SOURCE MATERIAL →
*** Block opens ***

Issue #1222, opened 2019-04-25
[Needs Investigation] Updating user profile triggers unique key constraint


Krakaw:
We just need to check that if a user is updating their user profile, and they are _not_ changing their email address but have posted it along with the rest of their profile data, we must not trigger the unique key constraint.

![image](https://user-images.githubusercontent.com/41575888/56706454-546e4e00-6715-11e9-90d7-5a452392c223.png)

Timo614:
I tried to reproduce this but I can update my user keeping my email address the same. I did however notice that if I try to switch my user email to one in user it triggers the database error which in turn returns the `users_email_key` causing the "Duplicate record exists" error on the frontend.

We could handle this better by having the code do a validation check instead to see if the email already exists and in that case just return it on the email field like we do for other validations.

Will quickly patch a validation for that to make the experience nicer.

My guess is the user in question already has another user account and tried to update this other account to use the same email the other is using.

PR #1244, opened 2019-05-02
Improve error messaging around email already being in use for profile update

Timo614:
### Closes Issues:
Closes: #1222 

### Description:
I couldn't reproduce the associated issue but I did notice I ran into it if I tried to change my user's email to one that was already in use by another in the system. This pull request just improves the user experience on this flow to make the error more informative and prevent the index violation from firing. Previously it was a benign situation (unless I'm missing some other issue here) it just clogged the logs a bit with junk.

Note: we may eventually want to put a captcha on the profile update page as someone could scan the system for what emails have accounts by just trying to change their email and looking for ones that fail. May also be worth having some sort of email confirmation flow where the user has to approve the email.

Screen Shot 2019-05-02 at 1 25 05 PM

### Migrations
 * No Migrations

### Environment Variables
 * No change


db/src/models/users.rs
```diff
@@ -506,16 +508,58 @@ impl User {
...
 
+    fn email_unique(
+        id: Uuid,
+        email: String,
+        conn: &PgConnection,
+    ) -> Result<Result<(), ValidationError>, DatabaseError> {
+        let email_in_use = select(exists(
+            users::table
+                .filter(users::id.ne(id))
+                .filter(users::email.eq(email)),
```
mikethetike: We should probably to a `to_lower` or equivalent here

Timo614: Oops, definitely should. Thanks for catching that, will quickly address and adjust the tests to add that case.

Timo614: It may actually be fine since the logic in the update method lowercases the email attribute prior to the validation (from the find_by_email it looks like we always lowercase it prior to entry so that should be sufficient). 

I'm going to add an explicit to_lowercase to it though so if we ever call this method elsewhere we make sure the validation always is properly checking that value.

PR #1248, opened 2019-05-06
Adjust transfer expired error messaging

Timo614:
### Closes Issues:
Closes: #1247 

### Description:
Fixes the associated issue by checking if the transfer is expired and if so returns, `{"error": "Business process error: The transfer has expired."}`

Let me know if we want to adjust the error. Previously it used to say, `{"error": "Business process error: These tickets have already been transferred."}` because the logic confirmed the total number of transferred tickets equalled the expected and in the case of the expired transfers it did not.

## Release Details:
Added better message for when a transfer fails due to expiring
### Migrations
 * No Migrations

### Environment Variables
 * No change


db/src/models/ticket_instances.rs
```diff
@@ -955,13 +955,31 @@ impl TicketInstance {
                 Some("ECDSA Signature is not valid".to_string()),
             ));
         }
+        let transfer_is_expired: bool = select(exists(
```
Timo614: This is currently required because each transfers record is tied back to the ticket instance in a denormalized way. It's not ideal and is an artifact of the transfers model having been designed around the existing implementation. I filed #1252 to improve the data model there. Once it's set we can simple fetch the transfer record by itself and check an `is_expired` method or the likes.

Sorry about that, I should have thought more about the data model at the time I was adjusting the existing system.

mikethetike: I think put this message as comments in the actual code so we can pick it up later.

api/tests/functional/tickets.rs
```diff
@@ -597,3 +599,93 @@ fn receive_ticket_transfer() {
...
+        auth_user2.clone(),
+        request.extract_state(),
+    ))
+    .into();
+
+    assert_eq!(response.status(), StatusCode::UNPROCESSABLE_ENTITY);
+    let body = support::unwrap_body_to_string(&response).unwrap();
+    assert_eq!(
+        body,
+        json!({"error": "Business process error: The transfer has expired."}).to_string()
```
mikethetike: Is there a way to remove `Business process error: ` from the error message. The front end displays this message directly to the user

Timo614: Yeah, this is just something we've historically done via the error mapping logic (https://github.com/big-neon/bn-api/blob/master/api/src/errors/web_error.rs#L225). Will remove that so those errors aren't prefixed with it.

PR #1254, opened 2019-05-07
Update refund amounts to use signed integers to prevent possible underflows

mikethetike:
### Description:
I renamed/extracted some methods to make this code read a bit easier. This is obviously subjective so feel free to let me know if I've made it more complicated.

*** Block closes ***

TASK PROMPT → From the records above, pull every line that carries the word "constraint".

RESULT BELOW →
[Needs Investigation] Updating user profile triggers unique key constraint
We just need to check that if a user is updating their user profile, and they are _not_ changing their email address but have posted it along with the rest of their profile data, we must not trigger the unique key constraint.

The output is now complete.